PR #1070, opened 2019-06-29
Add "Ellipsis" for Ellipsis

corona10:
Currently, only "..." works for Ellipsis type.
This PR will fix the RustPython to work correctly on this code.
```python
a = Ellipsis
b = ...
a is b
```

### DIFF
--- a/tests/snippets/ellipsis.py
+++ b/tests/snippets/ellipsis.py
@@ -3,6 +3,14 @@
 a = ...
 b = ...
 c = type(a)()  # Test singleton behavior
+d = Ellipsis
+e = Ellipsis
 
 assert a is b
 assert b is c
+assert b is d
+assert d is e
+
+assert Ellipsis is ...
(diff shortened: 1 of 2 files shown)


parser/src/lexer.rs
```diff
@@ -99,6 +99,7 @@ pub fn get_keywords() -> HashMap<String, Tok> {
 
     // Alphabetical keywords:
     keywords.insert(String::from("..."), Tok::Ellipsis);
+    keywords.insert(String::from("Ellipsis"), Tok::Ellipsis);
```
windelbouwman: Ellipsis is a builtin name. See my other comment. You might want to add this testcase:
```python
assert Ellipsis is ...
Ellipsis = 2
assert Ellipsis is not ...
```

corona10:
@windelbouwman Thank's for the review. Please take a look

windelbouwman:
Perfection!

## Aim of the task
Whichever lines of the records above hold the word "from" should all be copied out.

## Written reply
     keywords.insert(String::from("..."), Tok::Ellipsis);
+    keywords.insert(String::from("Ellipsis"), Tok::Ellipsis);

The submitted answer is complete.